• [To do]:
Hunt through the lines below for the string "Zulu" and copy each one that has it.

· · · ·

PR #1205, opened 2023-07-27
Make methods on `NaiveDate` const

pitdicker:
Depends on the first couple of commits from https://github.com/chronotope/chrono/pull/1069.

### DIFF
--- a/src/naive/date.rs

· · · ·

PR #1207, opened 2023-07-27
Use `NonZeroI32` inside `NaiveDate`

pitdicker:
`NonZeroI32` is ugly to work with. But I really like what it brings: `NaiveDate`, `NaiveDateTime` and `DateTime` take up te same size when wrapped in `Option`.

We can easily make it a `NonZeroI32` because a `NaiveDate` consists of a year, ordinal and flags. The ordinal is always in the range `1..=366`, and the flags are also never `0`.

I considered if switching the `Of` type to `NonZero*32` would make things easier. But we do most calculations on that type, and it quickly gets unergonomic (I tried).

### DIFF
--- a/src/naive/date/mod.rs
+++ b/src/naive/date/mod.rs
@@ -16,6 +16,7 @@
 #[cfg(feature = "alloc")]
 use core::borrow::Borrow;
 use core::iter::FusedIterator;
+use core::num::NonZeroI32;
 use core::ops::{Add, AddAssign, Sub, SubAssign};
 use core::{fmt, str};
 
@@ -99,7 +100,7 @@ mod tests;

· · · ·

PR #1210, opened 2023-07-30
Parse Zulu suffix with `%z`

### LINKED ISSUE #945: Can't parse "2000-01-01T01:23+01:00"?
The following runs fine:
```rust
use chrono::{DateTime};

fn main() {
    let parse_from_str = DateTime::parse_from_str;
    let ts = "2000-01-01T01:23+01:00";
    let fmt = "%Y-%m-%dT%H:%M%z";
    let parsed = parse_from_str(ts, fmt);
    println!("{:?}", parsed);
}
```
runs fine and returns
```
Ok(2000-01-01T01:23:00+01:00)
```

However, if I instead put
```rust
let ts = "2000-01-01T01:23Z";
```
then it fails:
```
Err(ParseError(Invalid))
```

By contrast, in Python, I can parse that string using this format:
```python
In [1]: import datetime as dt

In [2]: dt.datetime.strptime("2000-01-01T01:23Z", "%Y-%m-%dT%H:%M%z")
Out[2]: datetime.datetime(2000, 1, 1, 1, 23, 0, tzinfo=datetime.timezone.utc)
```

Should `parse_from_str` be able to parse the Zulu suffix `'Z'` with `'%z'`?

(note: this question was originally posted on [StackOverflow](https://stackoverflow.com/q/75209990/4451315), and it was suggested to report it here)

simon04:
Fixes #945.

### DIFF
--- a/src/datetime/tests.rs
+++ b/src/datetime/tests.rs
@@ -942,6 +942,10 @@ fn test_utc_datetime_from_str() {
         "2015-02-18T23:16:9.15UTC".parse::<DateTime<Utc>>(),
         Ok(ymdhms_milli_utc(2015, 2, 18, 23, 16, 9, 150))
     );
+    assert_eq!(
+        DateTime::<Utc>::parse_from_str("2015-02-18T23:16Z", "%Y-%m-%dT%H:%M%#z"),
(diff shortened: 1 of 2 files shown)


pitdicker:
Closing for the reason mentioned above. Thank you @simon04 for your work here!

· · · ·

• [Problem solution]:
Parse Zulu suffix with `%z`
Should `parse_from_str` be able to parse the Zulu suffix `'Z'` with `'%z'`?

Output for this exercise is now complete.